**SUPPLIED INFORMATION**
========

PR #1343, opened 2020-01-07
allow rfq state tiles to pop out

ianchan035:


src/client/src/apps/MainRoute/widgets/spotTile/components/TileSwitch.tsx
```diff
@@ -63,7 +63,7 @@ const TileSwitch: React.FC<Props> = ({
     >
       {({ notional, userError }: TileSwitchChildrenProps) => (
         <>
-          <TileControls canPopout={isRfqStateNone && canPopout} onPopoutClick={onPopoutClick} />
+          <TileControls canPopout={isRfqStateNone || isRfqStateCanRequest && canPopout} onPopoutClick={onPopoutClick} />
```
rikoe: What possible RFQ states are there? I think we should make the tile pop-outable regardless of RFQ state... so just "canPopout" (if that is always true for RFQs)

Also I don't think this is doing what you think? Remember that and takes precedence over or, so this means:
`isRfqStateNone || (isRfqStateCanRequest && canPopout)` not `(isRfqStateNone || isRfqStateCanRequest) && canPopout)`, which I assume is what you want?

ianchan035: the states include `isRfqStateReceived` , `isRfqStateExpired`, `isRfqStateCanRequest`, `isRfqStateRequested` and `isRfqStateNone`

rikoe: So the tile should be pop-outable in all the states, not just some of them, especially since there doesn't seem to be a restriction on dragging out a tile in any state.

There is of course a question of whether it is possible to maintain the state when the tile is popped out, since it is just a URL 🤔 .

@mozmorris what do you think? If transitioning the state is a problem, we may disable the drag-out to match the behaviour of the pop-out button (i.e. doesn't work in some states), but the right solution would be maybe be using local storage to ensure the state is transitioned when dragged/popped out?

ianchan035: https://weareadaptive.atlassian.net/secure/RapidBoard.jspa?rapidView=148&projectKey=ARTP&modal=detail&selectedIssue=ARTP-833 i think this could be related?

mozmorris: I don't think transitioning will be a problem here. I'm just wondering while it was disabled in the first place.

I'd be happy to just switch this to `<TileControls canPopout onPopoutClick={onPopoutClick} />`.

ianchan035: I just tested it, when it is in RFQ state and try to pop the tile, the state is lost in the popped out window

mozmorris: So it sounds like @rikoe's original suggestion of `(isRfqStateNone || isRfqStateCanRequest) && canPopout` is what we need?

mozmorris: ...and conflicts need fixing.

========

**GOAL OF THE EXERCISE**
Everything in the listing should be written out exactly.

**ANSWER TO THIS TASK**
PR #1343, opened 2020-01-07
allow rfq state tiles to pop out

ianchan035:


src/client/src/apps/MainRoute/widgets/spotTile/components/TileSwitch.tsx
```diff
@@ -63,7 +63,7 @@ const TileSwitch: React.FC<Props> = ({
     >
       {({ notional, userError }: TileSwitchChildrenProps) => (
         <>
-          <TileControls canPopout={isRfqStateNone && canPopout} onPopoutClick={onPopoutClick} />
+          <TileControls canPopout={isRfqStateNone || isRfqStateCanRequest && canPopout} onPopoutClick={onPopoutClick} />
```
rikoe: What possible RFQ states are there? I think we should make the tile pop-outable regardless of RFQ state... so just "canPopout" (if that is always true for RFQs)

Also I don't think this is doing what you think? Remember that and takes precedence over or, so this means:
`isRfqStateNone || (isRfqStateCanRequest && canPopout)` not `(isRfqStateNone || isRfqStateCanRequest) && canPopout)`, which I assume is what you want?

ianchan035: the states include `isRfqStateReceived` , `isRfqStateExpired`, `isRfqStateCanRequest`, `isRfqStateRequested` and `isRfqStateNone`

rikoe: So the tile should be pop-outable in all the states, not just some of them, especially since there doesn't seem to be a restriction on dragging out a tile in any state.

There is of course a question of whether it is possible to maintain the state when the tile is popped out, since it is just a URL 🤔 .

@mozmorris what do you think? If transitioning the state is a problem, we may disable the drag-out to match the behaviour of the pop-out button (i.e. doesn't work in some states), but the right solution would be maybe be using local storage to ensure the state is transitioned when dragged/popped out?

ianchan035: https://weareadaptive.atlassian.net/secure/RapidBoard.jspa?rapidView=148&projectKey=ARTP&modal=detail&selectedIssue=ARTP-833 i think this could be related?

mozmorris: I don't think transitioning will be a problem here. I'm just wondering while it was disabled in the first place.

I'd be happy to just switch this to `<TileControls canPopout onPopoutClick={onPopoutClick} />`.

ianchan035: I just tested it, when it is in RFQ state and try to pop the tile, the state is lost in the popped out window

mozmorris: So it sounds like @rikoe's original suggestion of `(isRfqStateNone || isRfqStateCanRequest) && canPopout` is what we need?

mozmorris: ...and conflicts need fixing.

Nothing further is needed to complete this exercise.